Selten im Fokus standen bislang jedoch ihre Zeichnungen, welche nun im Rahmen der Sonderausstellung “Die Zeichnerin Paula Modersohn-Becker“ mit mehr als 120 Zeichnungen, Skizzen, Aquarellen und Pastellen zugänglich werden. Diese wirken teils melancholisch und treffen die Linien den Betrachter derart gefühlsstark, dass alle Farbe überflüssig wird. Stille Szenen wirken so lebendig wie bunte Bilder und offenbaren einen privaten, nahezu intimen Zugang zur Künstlerin, da ihre Zeichnungen als Gedankenstützen konzipiert, zum Experimentieren und Üben gedacht, nicht jedoch für die Öffentlichkeit bestimmt waren. So eröffnet sich dem Betrachter ein Blick in das persönliche Œuvre aus Kohle und Kreide, ein tagebuchartiger Einblick ins Leben einer nun bekannten Künstlerin.
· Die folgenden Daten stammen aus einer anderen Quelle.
PR #2302, opened 2026-09-02
Select union members by wire shape in the runtime

iwahbe:
This is the runtime half of strongly typed unions. It is the Java equivalent to https://github.com/pulumi/pulumi/pull/24484. This lets Java deserialize types into unions based on the shape of the type.

Instead of Python's reflection, we use Java's annotations:

- Add `@UnionType` and `@UnionType.Case` for interfaces that stand for a schema union, `@ConstValue` for properties a schema pins to a constant, and `UnionCase` for case classes that hold a non-object member by value.
- When the runtime deserializes a value into a `@UnionType` interface, it selects the one member whose wire shape admits the value. An object member admits a value under the closed reading: every key is a declared property, every required property is present, and a constant property holds its constant. The rules mirror `codegen.IsWireDiscriminatableUnionType` in pulumi/pulumi and `_wire_matches` in the Python SDK.
- A value that fits no member, or more than one, fails to deserialize with an error that names the members.
- Both the resource `Converter` and the provider `PropertyValueSerializer` apply the rule. Both serializers unwrap a case class to its value, so providers see no change on the wire.

### DIFF
--- a/sdk/java/pulumi/src/main/java/com/pulumi/core/TypeShape.java
+++ b/sdk/java/pulumi/src/main/java/com/pulumi/core/TypeShape.java
@@ -10,6 +10,7 @@ import com.pulumi.core.internal.annotations.InternalUse;
 import javax.annotation.CheckReturnValue;
 import java.lang.annotation.Annotation;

Besonders Ausstellungsstücke, welche noch nie oder seit Jahrzehnten nicht mehr öffentlich ausgestellt wurden, aus musealen und privaten Sammlungen stammend, vermitteln einen Eindruck von der Vielfalt ihres Werkes. Nach Ausstellungsende werden die Papierarbeiten aufgrund der Materialempfindlichkeit auf unbestimmte Zeit erneut in Depots verwahrt und nicht zugänglich sein. Daher ist die kommende Sonderschau eine aufwändige wie seltene Gelegenheit, das kontrastreiche Leben Modersohn-Beckers, das Schwere und das Einfache, in gezeichnetem Hart und Weich zu sehen.
Johanna Bayram lebt und arbeitet in Köln und im Saarland.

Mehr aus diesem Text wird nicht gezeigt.